Police “Support” for Harm Reduction in Canada Soon Evaporated

    Amid a policy shift away from harm reduction, senior police officials in Canada have been signalling their approval, though some of them ostensibly supported harm reduction and drug decriminalization before.

    Experts say not only are the police wrong to suggest that decriminalization or harm reduction don’t work, but that police actions have themselves undermined such initiatives.

    In British Columbia and elsewhere, there’s been a recent pattern of governments caving to a right-wing backlash against harm reduction. In May 2024, BC’s provincial government effectively ended its half-hearted decriminalization pilot—which removed criminal penalties for up to 2.5 grams total of opioids, methamphetamine and cocaine—by re-criminalizing low-level possession in all public spaces. 

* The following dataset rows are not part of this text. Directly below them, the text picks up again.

PR #412, opened 2019-11-26
CIRC-567: Add endpoint for marking loan(item) lost

mrdpopov:
## Purpose

The backend for marking item lost feature. 

Create new interaction resulting in item status Declared lost, in order for the library to distinguish between checked out items (which are expected to be returned) and items the patron has lost and needs to pay for. 

This resolves: CIRC-567, see also CIRCSTORE-175

### Summary of changes: :shipit:

-  When declared lost, loan remains open, and just the status of the item changes.
- The comment is saved in the loans' action history
-  The declared lost date is saved to a loan and to be displayed in the loan details under Lost field instead of TODO.

Untitled Diagram(1)

#### Example request/response
```
PUT {{backendbaseurl}}/circulation/loans/{ID}/declare-lost
Content-Type: application/json
X-Okapi-Tenant: {{tenant}}
X-Okapi-Token: {{FOLIO_TOKEN}}
Accept: application/json

{
"comment" : "declare lost comment"
}
```
Response is 204: No Content if everything is OK.

### DIFF
--- a/descriptors/ModuleDescriptor-template.json
+++ b/descriptors/ModuleDescriptor-template.json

    Two major police organizations which had expressed support for this very limited form of decriminalization said they were revoking it.

    The change was prompted in part by police claims of disorder on the streets related to decriminalization—the kind of claim which police have exaggerated in the past, and which ignored confounding factors such as a 32 percent increase in homelessness between 2020 and 2023 in greater Vancouver.  

    In late 2024, two major police organizations which had previously expressed support for this very limited form of decriminalization said they were revoking it. The BC Association of Chiefs of Police and its national counterpart both announced in November that they no longer support decriminalization of any possession for personal use.

    Outgoing police leaders have also used their retirement to speak ill of harm reduction and drug policy reform.

    Scott Sheppard, chief superintendent of the Yukon’s Royal Canadian Mountain Police (RCMP) detachment, retired in February. A month earlier he told CBC, “I worry that we’re almost creating a bit of an industry around this whole idea of harm reduction. And I don’t think it’s achieving, at least not yet, what it’s intended to achieve.

    “[I]t’s one thing to provide safe supply or a safe consumption site,” he said. “But if you’re not in a position to provide that follow-up care and … wraparound service, I don’t see that as a success. In fact, we might very well just be prolonging the issue.”

    While harm reductionists would agree that wraparound services are important, evidence is clear that safe supply programs and overdose prevention sites (OPS) prolong and improve the quality of people’s lives.

    “When people start entering into the discussion about decriminalization, then the hairs on the back of my neck really begin to stand up.”

    Sheppard, speaking on the CBC show Yukon Morning, continued,And then when people start entering into the discussion about decriminalization, then the hairs on the back of my neck really begin to stand up because that becomes really, really worrisome then.”  

    “I just don’t believe the evidence supports going in that direction,” he said. “And even looking at the last several months in British Columbia, just as a point of comparison, if you were to ask most people living in that area to give an objective opinion about it, they say it went horribly wrong.”

    Shaun Wright, who was superintendent of the Prince George RCMP detachment in central BC, similarly called decriminalization in the province “probably the most horrific failure of public policy that I’ve seen in the last three decades.”

    “I just think it encouraged or resulted in a significant increase in public disorder and the normalization of hard drug use, which I think is extremely detrimental to our young people,” Wright told the Prince George Citizen, following his retirement in August 2024.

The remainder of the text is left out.